“姑娘您大善人,求您救救小的,小的快要活不下去了!”梁域少年亲眼瞧见了温家嫡女的善心举动,心里的贪欲愈发嚣张,连忙按着之前的安排演戏,“小的家中老母亲重病,实在没钱抓药了,只能在这鱼跃鸢飞楼里讨点儿生活,但伙计只会赶走我,我求您,求求你大发善心……”
温宛意想了想,随手抓了一把金瓜子给他:“拿去给你母亲买药吧,以后找个寻常生计,也能养家糊口。”
梁域少年眼珠子都要瞪出来了,这是什么?这竟是冠盖之家特有的金瓜子,一枚便是一两黄金,能换十贯铜钱!一枚算作一万文钱,这样的一把,是他不吃不喝多少年才能赚到的?
眼睁睁瞧着那么多金灿灿的东西落在自己手里,那少年顿时喜不自胜,嘴角都压不住了。
这温家姑娘简直不把钱当钱似的,果真大方得很,随手一给,就是他几年都挣不到的。
“多谢恩人!”少年顿时笑得见牙不见眼,膝行上前要多说两句。
眼看这乞丐就要扒住表妹的鞋,白景辰一伸手就揽过温宛意,像小时候哄人时候一样把她抱在了腿上。

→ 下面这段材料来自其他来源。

PR #3857, opened 2025-12-24
feat: add 'outputs' and v2 manifest

zmitchell:
## Proposed Changes

Notable changes:
- Adds a feature flag for "outputs to install"
- Adds the `outputs` field to package descriptors
- Allows for `version = 2` in the manifest
- Errors when `outputs` or `version = 2` is detected without the feature flag

## Release Notes

N/A

### DIFF
--- a/cli/schemas/lockfile-v1.schema.json
+++ b/cli/schemas/lockfile-v1.schema.json
@@ -23,6 +23,12 @@
       },
       "type": "object"
     },
+    "AllSentinel": {
+      "enum": [
+        "all"
+      ],
+      "type": "string"
+    },
     "Allows": {
       "additionalProperties": false,
       "properties": {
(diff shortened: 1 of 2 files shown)


cli/flox-rust-sdk/src/models/manifest/composite/shallow.rs
```diff
@@ -271,7 +270,7 @@ impl ManifestMergeTrait for ShallowMerger {
         high_priority: &Manifest,
     ) -> Result<(Manifest, Vec<Warning>), MergeError> {
         trace!(section = "versions", "merging manifest section");
-        let version = Self::merge_version(&low_priority.version, &high_priority.version)?;
+        let version = Self::merge_version(low_priority.version, high_priority.version)?;
```
mkenigs, line 273: nonblocking: may be something to followup on, but I think we should error if the composer is v1

Issue #3513, opened 2025-08-13
Add syntax for installing specific outputs on the CLI


zmitchell:
We currently provide syntax for installing certain package versions on the CLI via `flox install foo@version`. This change would add syntax for installing specific outputs.

Considerations:
- Does our syntax collide with shell syntax?
- What if you want to install more than one output?
- What if you want to install an output and specify a version at the same time?
- Can we disambiguate between an attribute path segment and an output?

~The exact format is TBD, but we can look at the existing syntax from Nix:~
- `foo^bar` where `foo` is the (flake) installable and `bar` is the output
- `foo.bar` where `foo` is a derivation and `bar` an output

Edit with decision:
Use the syntax `flox install <package>^<outputs> `, where `<outputs>` is a comma-separated list of outputs (e.g. flox install curl^bin,man)
Use the syntax `flox install foo^..` to install all outputs for a package

PR #3864, opened 2025-12-30
feat: Add syntax for installing specific outputs on the CLI

gilmishal:
## Proposed Changes

Add the ability to specify which outputs to install when running
`flox install` using the `^` syntax (e.g., `flox install curl^bin,man`).

The `^` character is safe as a delimiter because it cannot appear in
nixpkgs attribute names or output names per Nix language spec. Users can
either specify outputs (e.g., `curl^bin,man`) or version (`curl@1.0.0`)
to avoid ambiguity.

## Release Notes

Added support for using `flox install` to specify which outputs to install using the format `flox install <package>^<outputs>` where outputs is `.. (all) | output_a, output_b, output_c (comma delimited list of outputs)` - Users can
either specify outputs (e.g., `curl^bin,man`) or version (`curl@1.0.0`)
to avoid ambiguity.


cli/tests/install.bats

他没说什么,一旁的程岑便以目示意店里的伙计,几人很快拽着那梁域的少年离开了雅阁。
“见好就收吧。”程岑盯着那少年出了门,走到四下无人的地方,他又丢了一包碎银在那少年手中,“这是你该得的本钱,今日王爷高兴给了赏赐,日后别在出现在此地了。”
那少年乐不可支,连忙谢过,随即打开钱袋子数了数,挨个把金子银子都咬了咬,这才喜滋滋地收好了钱。等做好这些后,他立即捏着手指别在唇边吹了个扬长的哨音,几声后,繁华酒楼之后的晦暗角落立即冒出了几个年纪相仿的少年。
“今日爷爷高兴,请你们几个兔崽子吃好的!走,今儿个去一家正店吃。”他随后勾住一个小乞丐的脖颈,半拖半拽地就要去吃酒。
“哥,你哪来儿的横财?能请得起吗。”一个脸上有疤的小乞丐问。
那梁域少年自得地扬起下巴:“那是自然,不只是请你们吃好的,我还能为你们换好几身衣裳呢。”
“不信。”方才那带疤的小乞丐摇了摇脑袋,“有多少钱,可以带小弟去赌坊开开眼吗,霄琼街的赌坊那么多,我们都从来没进去过,连钱都没法赢啊。”
“走!今儿运气好,我们去赚它个黄金万两!”少年人喜悦地答应了他,随即率领着手下的小乞丐走向了赌坊方向,“等赚了钱,带你们来鱼跃鸢飞楼吃酒好不好?”
雅阁内,白景辰抱着晕乎乎的表妹,感觉自己好似抱着香软的云,怀中那人身子又轻又软,他甚至舍不得松手叫醒她。
外面的散耍快要开场,表妹却没瞧得见这份热闹,他开始有些后悔自己没有及时拦住她,让她一不小心就醉了。
“王爷。”程岑很快回来了,他脚步和声音都放得很轻,“查清楚了,那少年是四年前跟着梁域商路贾人来的瑞京,在霄琼街卖艺乞讨为生,手底下有十七个小乞丐,隔三差五去偷去抢,已经被人打死了小一半。”
白景辰一边听他讲,一边用手轻轻抚着温宛意的头发,慢慢叫她靠住自己,睡着也稍微舒服些。
“老奴方才又叫人去跟了他一段时间,瞧着那梁域来的小乞丐带着人进了赌坊。”程岑躬着腰,更小声地开口,“王爷,要拦吗。”
“尽量去拦。”白景辰缓缓拿捏着温宛意的手腕,压低声音道,“若他执意要赌,就不必管了。还有,叫外头的散耍热闹都停一停,别吵着了人。”